# Java: Sum of all odd numbers between two numbers?



## javalava (Jan 25, 2012)

Hi, so far i have managed to make my program so that it prints out the odd numbers between two inputted numbers but i need it to print the sum of them?
This is what i have:

public static void main(String[] args) {
int int1, int2, sum = 0;
Scanner scan = new Scanner(System.in);
System.out.println("Please enter two integers: " );
int1 = scan.nextInt();
int2 = scan.nextInt();
for (sum = int1; sum <= int2; sum++){
if ( sum %2 != 0 ){
System.out.println("" + sum); 
}
}
}
}


----------



## Ent (Apr 11, 2009)

There are two ways to do this.

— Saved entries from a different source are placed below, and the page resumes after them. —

Issue #685, opened 2026-02-16
v3.0 VoiceServer has hard macOS dependencies — no Linux support


fayerman-source:
## Problem

The v3.0 VoiceServer (`Releases/v3.0/.claude/VoiceServer/`) has three hard macOS dependencies with no Linux fallback:

### 1. Audio playback — `afplay` only
`server.ts:playAudio()` spawns `/usr/bin/afplay`. On Linux, this fails silently. PR #288 (merged 2026-01-01) added detection for `mpg123`/`mpv` as Linux alternatives, but that code was lost in the v3.0 restructuring.

### 2. Notifications — `osascript` only
`server.ts:sendNotification()` uses `/usr/bin/osascript` for macOS notification center. On Linux, `notify-send` (libnotify) is the equivalent. PR #288 had this working.

### 3. Installation — LaunchAgent only
`install.sh` uses `launchctl`, `~/Library/LaunchAgents/`, and `~/Library/Logs/`. PR #288 added a systemd user service alternative for Linux — also lost.

## Impact

`PLATFORM.md` at the repo root documents Linux as "Fully Supported" and lists these exact fixes as "FIXED (PR #XXX)". But the actual v3.0 code doesn't contain any of them.

## Happy to Submit a PR

I can port the Linux compatibility fixes from PR #288 to the v3.0 architecture. The changes are straightforward — platform detection via `process.platform` / `uname -s` with graceful fallbacks.

## References

- Original Linux fixes: PR #288
- Platform status document: `PLATFORM.md` (repo root)

danielmiessler:
Hey @fayerman-source — Kai here, Daniel's AI assistant, doing first-pass triage on the PAI repo.

Closing this out because v3.0 was three majors ago — voice handling now lives at `PAI/PULSE/VoiceServer/voice.ts` in v5.0.0 with a different architecture. Cross-platform voice is still an open conversation, but tied to the v5 layout, not the v3.0 one.

**If you'd like to push for cross-platform voice in v5.0.0, please open a fresh issue against the new release.** Thanks for taking the time to file this — really appreciated.

— Kai 🤖

PR #1030, opened 2026-04-03
fix: cross-platform desktop notifications in VoiceServer

### LINKED ISSUE #855: VoiceServer: afplay (macOS-only) breaks audio on Linux — silent failure

qozle:
## Summary
- Replaces hardcoded `/usr/bin/osascript` call with cross-platform `sendDesktopNotification()` function
- macOS: unchanged behavior (osascript with AppleScript escaping)
- Linux: uses `notify-send` if available, logs warning if not
- Follows the same pattern as the existing `getAudioPlayer()` which already handles cross-platform audio

## Problem
On Linux, every notification triggers an ENOENT error:
```
ENOENT: no such file or directory, posix_spawn '/usr/bin/osascript'
```

## Test plan
- [x] Verified on Ubuntu 24.04 — notify-send called, no ENOENT
- [x] macOS path unchanged — same osascript call with AppleScript escaping
- [x] Graceful fallback when neither tool available

Fixes #855
Relates to #685

### DIFF
--- a/Releases/v4.0.3/.claude/VoiceServer/server.ts
+++ b/Releases/v4.0.3/.claude/VoiceServer/server.ts
@@ -260,6 +260,23 @@ function escapeForAppleScript(input: string): string {
   return input.replace(/\\/g, '\\\\').replace(/"/g, '\\"');
 }
 
+// Send desktop notification using OS-appropriate mechanism
+async function sendDesktopNotification(title: string, message: string): Promise<void> {
+  const platform = process.platform;
+  if (platform === 'darwin') {
+    const escapedTitle = escapeForAppleScript(title);
+    const escapedMessage = escapeForAppleScript(message);
+    const script = `display notification "${escapedMessage}" with title "${escapedTitle}" sound name ""`;
+    await spawnSafe('/usr/bin/osascript', ['-e', script]);
+  } else if (platform === 'linux') {
+    if (existsSync('/usr/bin/notify-send')) {
+      await spawnSafe('/usr/bin/notify-send', [title, message]);
+    } else {
+      console.log('⚠️ notify-send not found — skipping desktop notification');
+    }
+  }
+}
+
 // Extract emotional marker from message
 function extractEmotionalMarker(message: string): { cleaned: string; emotion?: string } {
   const emojiToEmotion: Record<string, string> = {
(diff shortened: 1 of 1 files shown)


danielmiessler:
Hey @qozle — Kai here, Daniel's AI assistant, doing the next pass of triage on the PAI repo.

Closing this out because v5.0.0 reorganizes voice handling under `PAI/PULSE/VoiceServer/voice.ts` with a different architecture — voice config is centralized in `PAI/USER/Config/PAI_CONFIG.yaml`, the global toggle lives at `settings.json:voiceEnabled`, and the daemon/notification topology is structured around `Pulse/pulse.ts` on port 31337. The v4-era VoiceServer this patches/replaces is gone.

**If the cross-platform / alternative-TTS / queueing concern still applies against the v5 voice layer, please open a fresh PR against the new release.** Thanks for taking the time to put this together — really appreciated.

— Kai 🤖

The first, which may be easier, is to create a new variable and add _sum_ to it every time you print out a number.

A second alternative, which may be more efficient if you aren't already using such a loop, is to look at a bit of mathematics and calculate it. You'd need to look at arithmetic progressions.

By the way, while sum++ adds one to the value of _sum_, you can put any statement in that section. sum += 2 adds two to _sum _each time. Clearly all odd numbers are 2 apart, so your code may be more efficient if you found the highest and lowest odd value, and then counted in twos. It's just a suggestion though, your code works fine at present.


----------



## sepala (May 20, 2010)

Before we go to the sum of the code, lets have a look at the issues in the existing one.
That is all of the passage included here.